As the trial slowly expanded through Yogyakarta, the team used all the tools at their disposal: community meetings, neighbourhood newsletters, mass media, phone calls and emails, visits to the lab.
“We hid nothing from people,” says Utarini. “Challenges had to be continually met.” In one neighbourhood, the team had to briefly stop work during the dengue season because of panic over an outbreak of cases that affected 14 patients and led to one death. The team returned after people were calmer.
Between 2015 and 2017, half of the Yogyakarta’s 24 districts were inundated with Wolbachia mosquitoes. The other half served as the control, made possible by the fact that mosquitoes don’t fly too far.
By mid-2017, scientists had placed thousands of containers of eggs in backyards – one every 50 metres (164ft). Every two weeks they were refreshed with up to 120 new eggs. The scientists are now waiting for Wolbachia to expand to 80% of the mosquito population to see whether the releases are having the impact on the prevalence of dengue they predicted.

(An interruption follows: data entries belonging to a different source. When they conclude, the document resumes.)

PR #11607, opened 2021-08-27
Add WebApp.addUpdatedNotifyHook

brucejo75:
Add another hook to the `webapp` package.

### `WebApp.addUpdatedNotifyHook`
This function will add a hook to notify the caller whenever meteor has updated its code.  This hook would mostly be used in development to enable the caller to perform actions whenever meteor has updated itself.

@filipenevola, @StorytellerCZ,
This is a hook that I require to enable `autoupdate` when I am developing with a meteor server shared among multiple client applications.  Super useful during development.

Hoping we can sneak this into 2.4 while I was updating `webapp` anyway.

### DIFF
--- a/packages/webapp/webapp_server.js
+++ b/packages/webapp/webapp_server.js
@@ -412,17 +412,32 @@ function getBoilerplateAsync(request, arch) {
   }));
 }
 
+// Notification hook whenever the runtime configuration is updated
+// hook will pass an object with the following fields:
+// - arch
+// - manifest
+// - runtimeConfig
+WebApp.addUpdatedNotifyHook = function(hook) {
+  if(typeof hook !== 'function') throw new Error('WebApp.addUpdatedNotifyHook must be a function');
+  runtimeConfig.updateHooks.push(hook);
+}
+
 WebAppInternals.generateBoilerplateInstance = function (arch,
                                                         manifest,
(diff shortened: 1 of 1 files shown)


brucejo75:
Pushed updates to the documentation: https://github.com/meteor/docs/pull/738#issuecomment-907904225

packages/webapp/webapp_server.js
```diff
@@ -412,17 +415,32 @@ function getBoilerplateAsync(request, arch) {
   }));
 }
 
+// Notification hook whenever the runtime configuration is updated
+// hook will pass an object with the following fields:
+// - arch
+// - manifest
+// - runtimeConfig
+WebApp.addUpdatedNotifyHook = function(hook) {
```
StorytellerCZ, line 423: We have the `callback-hook` package which could have been used here.

StorytellerCZ (commented):
Missing an entry in history file.

packages/webapp/webapp_server.js
StorytellerCZ: We still have some time before release, so that would be great! Just make sure that it works as you desired.

brucejo75: done: https://github.com/meteor/meteor/pull/11615

PR #11608, opened 2021-08-28
Disable native file watching during meteor create

zodern:
This should fix Meteor getting stuck when creating the first app after it is installed on Windows. This is a temporary fix until we replace the library we use for using native file watchers.


filipenevola (approved):
LGTM

PR #11614, opened 2021-09-01
Add mobileSafariUI as alias for Safari Mobile

### LINKED ISSUE #11612: Meteor always determines that ios wkwebview is a legacy browser even though it is on par with safare
Ended up running into an issue where my code was running as the legacy bundle on ios, which was causing some issues.

Found out that I needed to call
```
setMinimumBrowserVersions(
    {
      "mobileSafariUI/WKWebView": 10,
    },
    "classes"
  );
```
To be able to mark it as a modern browser like it is.

This seems to be missing form the modern-browsers package either as an alias or as an additional item listed.

Seems like it would be a good default to include.

StorytellerCZ:
Fixes #11612 by adding variants of mobileSafariUI to the aliases for Mobile Safari.


packages/modern-browsers/modern.js
```diff
@@ -30,7 +30,7 @@ const browserAliases = {
 
   // The webapp package converts browser names to camel case, so
   // mobile_safari and mobileSafari should be synonymous.
-  mobile_safari: ["mobileSafari"],
+  mobile_safari: ["mobileSafari", "mobileSafariUI", "mobileSafariUI/WKWebView"],
```
renanccastro, line 33: https://github.com/meteor/meteor/blob/ffcfa5062cf1bf8a64ea64fef681ffcd99fe7939/packages/meteor/cordova_environment.js#L14

Are you sure this works for cordova? I saw this code and it might seem we are defaulting to legacy always on cordova.

StorytellerCZ: Yes, that is what I thought, but for @schlaegerz this worked:
```js
setMinimumBrowserVersions(
    {
      "mobileSafariUI/WKWebView": 10,
    },
    "classes"
  );
```
And so did this PR. I think this is not related to Cordova as from my understanding. More like a Meteor app being displayed through some other app instead of being build via Cordova (I have seen this done in the past).

Here is an article about the different views:
https://developer.apple.com/news/?id=trjs0tcd

schlaegerz: Yes that is correct this is not Cordova, for various reasons we end up hosting a webview inside of our app that points to our Meteor app. It is for sure a weird edge case that is not too common, but this change definitely matches reality more since the WKWebview is completely a modern browser.

renanccastro (approved):
If it's not targeting Cordova, that's fine!

schlaegerz:
I did end up noticing that some ipads use the user agent that resolves to appleMail. So I ended up defining its minimum version too, but it is not an alias to these other ones since its version is like 600+

Not sure what the right thing to do in the meteor repro is, but i just added added a minimumBrowserVersion call in my code to make sure it is marked as modern.

StorytellerCZ:
What the hell is Apple doing?! @schlaegerz if you could find some documentation about this then we could address this.

PR #11621, opened 2021-09-06
Revert chalk upgrade for IE11

StorytellerCZ:
IE11 evaluates server code which makes `chalk` break it. As such this sync with the meteor-tool logging utility is being reverted for the time being until a better solution is found (or we move to Winston).


filipenevola (changes requested):
The PR description doesn't match with the change.

What is the idea?

StorytellerCZ:
@filipenevola updated

PR #20, opened 2024-03-20
Revert "AME buff"

DangerRevolution:
This reverts commit e271a5da59284954600fa174e96451340a806f86.

# Description

The AME buff made by Wizden is a bandaid solution to Engineers refusing / being inept at / getting killed while setting up the round's power source, that being Singulo or AME or Tesla. As a result, the station quickly runs out of power and everyone suffers as their AME rooms are quite small, due to the philosophy of AME being a placeholder.

As a result, they cranked up the AME power so it can handle the station while Engineers set up power.

Delta stations, and quite literally any non-Wizden station don't give the antimatter engine a broom closet to be set up in so this is never an issue. As a result, this update does nothing for us but make AME so OP that other power is unnecessary.
## TODO:
Wait for:
- [ ] https://github.com/space-wizards/space-station-14/pull/25898

# Changelog
:cl: DangerRevolution
- tweak: AME is now back to it's Delta-V power values

### DIFF
--- a/Content.Server/Ame/AmeNodeGroup.cs
+++ b/Content.Server/Ame/AmeNodeGroup.cs
@@ -182,7 +182,7 @@ public sealed class AmeNodeGroup : BaseNodeGroup
         // Fuel is squared so more fuel vastly increases power and efficiency
         // We divide by the number of cores so a larger AME is less efficient at the same fuel settings
         // this results in all AMEs having the same efficiency at the same fuel-per-core setting
-        return 2000000f * fuel * fuel / cores;
+        return 20000f * fuel * fuel / cores; // Delt V - Revert upstream buff for normal AME operation
     }
 
     public int GetTotalStability()


DebugOk:
> The AME buff made by Wizden is a bandaid solution to Engineers refusing / being inept at / getting killed while setting up the round's power source,

This is just wrong. This was because theres issues with battery values and its waiting on tweaks that are currently pending PRs. Reverting this change without fixing the main power issue will just force engineers to use power sources that'll cause all the lights to flicker.

DebugOk:
> > > The AME buff made by Wizden is a bandaid solution to Engineers refusing / being inept at / getting killed while setting up the round's power source,
> > 
> > 
> > This is just wrong. This was because theres issues with battery values and its waiting on tweaks that are currently pending PRs. Reverting this change without fixing the main power issue will just force engineers to use power sources that'll cause all the lights to flicker.
> 
> Is it this one? The one that fixes battery issues? [space-wizards/space-station-14#25898](https://github.com/space-wizards/space-station-14/pull/25898)

One of them yes. I dont think anything has been done for all the other values that are fucked

VMSolidus:
So I think I can add some context here, and why this doesn't actually matter for DeltaV outside of one very specific map that has an easily fixed issue. The underlying reason why this change was made was for one very specific Wizden map, called Core. Core, famously has a Singularity engine in the exact center of the station. The underlying reason this change was done was that engineers were consistently failing to setup the singularity correctly, in the time limit alotted to them by the station's **intentionally undersized AME**. However, because the entire station was made around Engineering, it would take dozens of hours of mapping work just to expand the AME room to include a fullsize AME, because literally the entire map would need to be altered to accomodate such a change. 

Yes, there is also a bug with SMES. If the total amount of SMES outputs is not great enough to supply the Load required by the station, it causes a brownout issue where the lights flicker. This bug is actually present on Edge station, and is fairly easily fixed with some slight modification to wiring. However that is also itself a mapper issue, not a code issue. For the most part the DeltaV maps did not actually require this change, since we did not have the underlying map issue that Wizden had that justified it. Our maps were designed from the get go with a full size AME, every one of them. 

Undoing this change is justified, since it was irrelevant to the DV codebase in the first place. And it's irrelevant to this codebase as well.

Pspritechologist:
It sounds to me like this is a quick fix to a genuine problem that only cropped up in specific circumstances. If we don't foresee those circumstances arising and we feel the fix causes issues elsewhere, it is perfectly valid to undo it. We should, however, keep in the mind the *real* underlying problem that lead to this fix in the first place and remember that it needs to be dealt with.
The problem isn't false just because we don't expect it to affect us, but it's also perfectly fair to undo this change. Perhaps make a note about it somewhere easy to find and a comment in the YAML regarding the value.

A good result, says Utarini, would be if the number of cases in Wolbachia areas is 50% less than control areas.
“That’s when we can say this works,” she says.
Meanwhile, in Singapore, the early results have been promising. Ng and her team found Wolbachia mosquitoes survive as well as wild mosquitoes in the urban environment, flying to upper floors, and successfully mating with the non-Wolbachia females. The viability of eggs collected from the study sites had fallen by half. Now, says Ng, they are looking at scaling up mosquito production and strategies of release.
Neither Ng nor Utarini believe Wolbachia is a silver bullet for Zika or dengue. But a mix of interventions could do the trick.
“If we can use new vaccines [for dengue and Zika] to increase herd immunity, and at the same time, new tools like Wolbachia and insecticides to reduce the mosquito population, we should be able to control these diseases,” says Gubler.